Fighter pilots fly high-powered combat jets.
In combat, they protect friendly units from enemy air, ground and naval
forces. They strike against enemy forces and targets. And they defend airspace
against enemy planes.
Since they have so many roles, fighter pilots must know more than how to
fly a plane. They must know how to operate the navigation, communication and
weapon systems at the right moment. And often, they have to make those decisions
on their own with no one to help them, says Capt. Frank Deker.
Fighter pilots usually work eight to 10 hours per day, training and learning
new flight exercises. But they must spend a certain number of hours between
flights on the ground.
They never know when they have to spring into action. They are on call
24 hours a day. But they do get some notice before they are sent into combat.

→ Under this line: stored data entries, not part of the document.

PR #77, opened 2024-03-11
lm buddy ragas draft

imtihan:
## What's changing
Added ragas entrypoint. Still need to run a full test on it but it code is generally ready for review. 
## Related Jira Ticket
https://mzai.atlassian.net/browse/RD2024-5


src/lm_buddy/jobs/ragas/entrypoint.py
```diff
@@ -0,0 +1,110 @@
+import os
```
veekaybee, line 1: i wonder if we should have /jobs/eval/ragas...etc since we will have more than 1 eval type as a structure

src/lm_buddy/jobs/ragas/ragas_config.py
```diff
@@ -0,0 +1,99 @@
...
+        answer_relevancy,
+        context_recall,
+        context_precision,
+    ]
+
+    # path to store the generated ratings/evaluations of each dataset sample
+    result_path: str | Path | None = None
+
+
+class RagasvLLMJudgeConfig(BaseLMBuddyConfig):
```
veekaybee, line 32: is this specific to vLLM, or can it take any hosted server? if it can, we can make this more general than vLLMJudge

imtihan: Ragas specifies a bunch of endpoints that are openai api compatible, makes sense to change it to openai api endpoint since that's more precise

src/lm_buddy/jobs/_entrypoints/ragas.py
```diff
@@ -0,0 +1,105 @@
...
+from lm_buddy.integrations.wandb.artifact_utils import (
+    ArtifactType,
+    build_directory_artifact,
+    default_artifact_name,
+)
+from lm_buddy.integrations.wandb.run_utils import wandb_init_from_config
+from lm_buddy.jobs.common import EvaluationResult, LMBuddyJobType
+from lm_buddy.jobs.configs import RagasJobConfig
+
+RAGAS_METRICS_MAP = {
```
veekaybee, line 21: could we get these from `RagasEvaluationConfig`?

src/lm_buddy/jobs/configs/ragas.py
```diff
@@ -0,0 +1,60 @@
...
+    The dataset must be formatted in the RAG context, with the question, generated answer,
+    the contexts (retrieved), and optionally a ground truth field.
+    """
+
+    # vllm inference server for generation
+    judge: VLLMCompletionsConfig = Field(description="Externally hosted Ragas judge model.")
+
+    # dataset containing the relevant fields required for ragas evaluation
+    dataset: TextDatasetConfig = Field(
+        description="Dataset of text completions to evaluate using the Prometheus judge model."
```
veekaybee, line 50: should this be `Ragas`?

src/lm_buddy/jobs/_entrypoints/ragas.py
```diff
@@ -0,0 +1,105 @@
...
+    # convert plain json dataset in HF format
+    output_dataset_path = Path(config.evaluation.output_folder) / "hf" / tracking_name
+    ds = load_dataset("json", data_files=str(output_fname), split="train")
+    ds.save_to_disk(output_dataset_path)
+
+    return output_dataset_path
+
+
+def run_ragas(config: RagasJobConfig, artifact_loader: artifact_loader) -> EvaluationResult:
+    # Run eval and store output in local filename
```
veekaybee, line 72: might want to change the comment since we also have a `run_eval` function, to be clearer on what this does

src/lm_buddy/jobs/_entrypoints/ragas.py
```diff
@@ -0,0 +1,105 @@
...
+
+            # Create a directory artifact for the HF dataset
+            dataset_artifact = build_directory_artifact(
+                dir_path=output_dataset_path,
+                artifact_name=default_artifact_name(run.name, artifact_type=ArtifactType.DATASET),
+                artifact_type=ArtifactType.DATASET,
+                reference=False,
+            )
+
+            print("Logging artifact for evaluation dataset...")
```
veekaybee, line 85: make logs clearer that this is running ragas?

examples/configs/ragas/ragas_config.yaml
```diff
@@ -0,0 +1,38 @@
...
+evaluation:
+  #choose which metrics to report from https://docs.ragas.io/en/latest/concepts/metrics/index.html
+  metrics: [
+        "faithfulness",
+        "answer_relevancy",
+        "context_recall",
+        "context_precision",
+    ]
+  # dummy openAI api key, needed for ragas shenanigans
+  openai_api_key: "nokey"
```
veekaybee, line 28: we can set to "EMPTY" following lm-harness

examples/configs/ragas/ragas_config.yaml
```diff
@@ -0,0 +1,38 @@
...
+  # any embedding model in huggingface, will be loaded in-memory (typically <1gb)
+  embedding_model: "sentence-transformers/all-mpnet-base-v2"
+
+tracking:
+  name: "lm-buddy-ragas"
+  project: "lm-buddy-examples"
+  entity: "mozilla-ai"
```
veekaybee, line 35: let's change this to a "sample" entity since the code will be public

src/lm_buddy/jobs/_entrypoints/ragas.py
```diff
@@ -0,0 +1,105 @@
...
+        model=config.ragas_inference_server.engine,
+        openai_api_key=config.evaluation.openai_api_key,
+        # get api endpoint from environment variable
+        openai_api_base=config.judge.inference.base_url,
+        max_tokens=config.judge.max_tokens,
+        temperature=config.judge.temperature,
+        top_k=config.judge.top_k,
+    )
+
+    result = evaluate(
```
veekaybee, line 51: it might be helpful to either import ragas.evaluate directly or just add a comment for clarity that this is running RAGAS evaluation method since we have other evaluation methods in this class

veekaybee:
Would also be helpful to write some documentation here under evaluation_concepts: https://github.com/mozilla-ai/lm-buddy/tree/main/docs/source

src/lm_buddy/jobs/_entrypoints/ragas.py
```diff
@@ -0,0 +1,105 @@
...
+    evaluation_dataset = hf_loader.load_dataset(config.dataset)
+
+    # ragas custom model args
+    ragas_args = {}
+
+    # load embedding model
+    ragas_args["embeddings"] = HuggingFaceEmbeddings(model_name=config.evaluation.embedding_model)
+
+    # configure ragas to point to vllm instance for generation
+    ragas_args["llm"] = ChatOpenAI(
```
veekaybee, line 41: Are we able to bypass langchain here and use the vllm implementation since we already have access? https://github.com/vllm-project/vllm/blob/f721096d48a7e3b98dffcb9b400bf58989cef64d/examples/openai_completion_client.py#L7. worth checking https://api.python.langchain.com/en/latest/language_models/langchain_core.language_models.base.BaseLanguageModel.html

examples/configs/ragas/ragas_config.yaml
sfriedowitz: Do we need this on the config? If running on Ray, a user can inject this into their workers by the `runtime_env` attribute.

We aren't passing other keys (W&B, HF) as part of the configs, we are using env vars.

pyproject.toml
```diff
@@ -4,12 +4,13 @@ build-backend = "setuptools.build_meta"
 
 [project]
 name = "lm-buddy"
-version = "0.4.0"
+version = "0.4.1"
```
sfriedowitz, line 7:
```suggestion
version = "0.5.0"
```

Since its a new feature, not a patch.

src/lm_buddy/jobs/configs/ragas.py
```diff
@@ -0,0 +1,60 @@
...
+from lm_buddy.integrations.huggingface.dataset_config import TextDatasetConfig
+from lm_buddy.integrations.vllm import VLLMCompletionsConfig
+from lm_buddy.integrations.wandb import WandbRunConfig
+from lm_buddy.types import BaseLMBuddyConfig
+
+
+class RagasEvaluationConfig(BaseLMBuddyConfig):
+    """Parameters specifically required for RAGAs Evaluation"""
+
+    metrics: list[str] | None = [
```
sfriedowitz, line 13: If you want to ensure the values passed here are correct, Pydantic validation can help.

```
from typing import Literal

RagasEvaluationMetric = Literal["faithfulness", "answer_relevancy", ...]

class RagasEvaluationConfig(BaseLMBuddyConfig):
    metrics: list[RagasEvaluationMetric]
```

Also, [Python has funky behavior with default values for mutable data structures.](https://docs.python-guide.org/writing/gotchas/#:~:text=Mutable%20Default%20Arguments%C2%B6). If you want to specify a default here, you should use the `Field(..., default_factory=list())` function from Pydantic.

sfriedowitz (commented):
overall looking pretty good, a few comments for some gotchas.

src/lm_buddy/jobs/configs/ragas.py
imtihan: oh lol yeah

examples/configs/ragas/ragas_config.yaml
imtihan: unfortunately it's an artifact of Ragas, you need a dummy key when hitting non openai endpoints

examples/configs/ragas/ragas_config.yaml
aittalam, line 1: We have an `examples/configs/evaluation` folder, wdyt about putting all the configs there?
I just realised I agreed it with that but haven't done it for prometheus yet, if that's ok for you feel free to move both config files to the same `evaluation` directory

examples/configs/ragas/ragas_config.yaml
aittalam: Same for prometheus' openai client! I solved it by just adding the following to my `~/.zshrc` file:
```
export OPENAI_API_KEY="Ceci n'est pas une openai key"
```
... does that work in your case?

examples/configs/ragas/ragas_config.yaml
aittalam: Good point. We have the same for prometheus and lm-harness, would you mind updating them too pls?

src/lm_buddy/jobs/_entrypoints/ragas.py
aittalam: We do have a (barebones) OpenAI client implementation in the prometheus entrypoint, perhaps it might help if we moved it to a common library and reuse it?

src/lm_buddy/jobs/_entrypoints/ragas.py
```diff
@@ -0,0 +1,105 @@
...
+        model=config.ragas_inference_server.engine,
+        openai_api_key=config.evaluation.openai_api_key,
```
aittalam, line 43: If the env variable approach works with langchain's implementation of the openai client, you might not need this line

examples/configs/ragas/ragas_config.yaml
sfriedowitz: Yes if its just a dummy key, can we either set it as an env var or just hard-code a dummy for the client? it seems inapprorpiate to pass the dummy via the config since its not _really_ a user-controlled parameter.

imtihan: I like the idea of hardcoding it in. If we want to support actually using OpenAI models later we can add that in

src/lm_buddy/jobs/_entrypoints/ragas.py
imtihan: we don't want to import the jobs directly into the config files, creates issues with pydantic apparently. Implemented it this way as a suggestion from @sfriedowitz

src/lm_buddy/jobs/_entrypoints/ragas.py
imtihan: added alias to evaluate import `from ragas import evaluate as ragas_evaluate
` so that there is no confusion

src/lm_buddy/jobs/_entrypoints/ragas.py
sfriedowitz: The metrics imported from `ragas` are functions. They cannot be serialized. The appropriate metric function must then be looked up by string identifier, which Imtihan has implemented here.

src/lm_buddy/jobs/_entrypoints/ragas.py
imtihan: I'm looking into how ragas is calling the completions in each evaluate method to see if it will work

examples/configs/ragas/ragas_config.yaml
imtihan: Simply removing the key from the yaml file passes the default, so I'll just remove it from the config yaml.

src/lm_buddy/jobs/_entrypoints/ragas.py
imtihan: It looks like ragas basically uses langchain under the hood to load the models https://github.com/explodinggradients/ragas/blob/962d40d1f5f45fe57266ec35176329b07dfc0ae5/src/ragas/adaptation.py#L3, and it doesn't have direct overrides for vllm (supporting it essentially through langchain) so I think we will have to keep this dependency for now. They might add native support for it later, or we can contribute back to it and then refactor this out after the fact if it makes sense.

veekaybee:
Thanks for this @imtihan ! LGTM once tests pass 🚀

veekaybee (approved):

"If we're sitting at the breakfast table, we won't suddenly be asked to
fly a mission," says Ron Milligan. He is a former fighter pilot. The warning
period can be shorter if potential enemies are nearby.
"During the Cold War in Europe, the enemy was only 100 miles away. You
were constantly on alert. The same thing happened when I served in Korea.
We were stationed very close to North Korea and had to be ready."
Hours can be long during combat. "You just do the same thing every day,"
says Milligan. "Fly a mission, come back, eat, sleep, get up and fly another
Combat duty may keep fighter pilots away from their families for months.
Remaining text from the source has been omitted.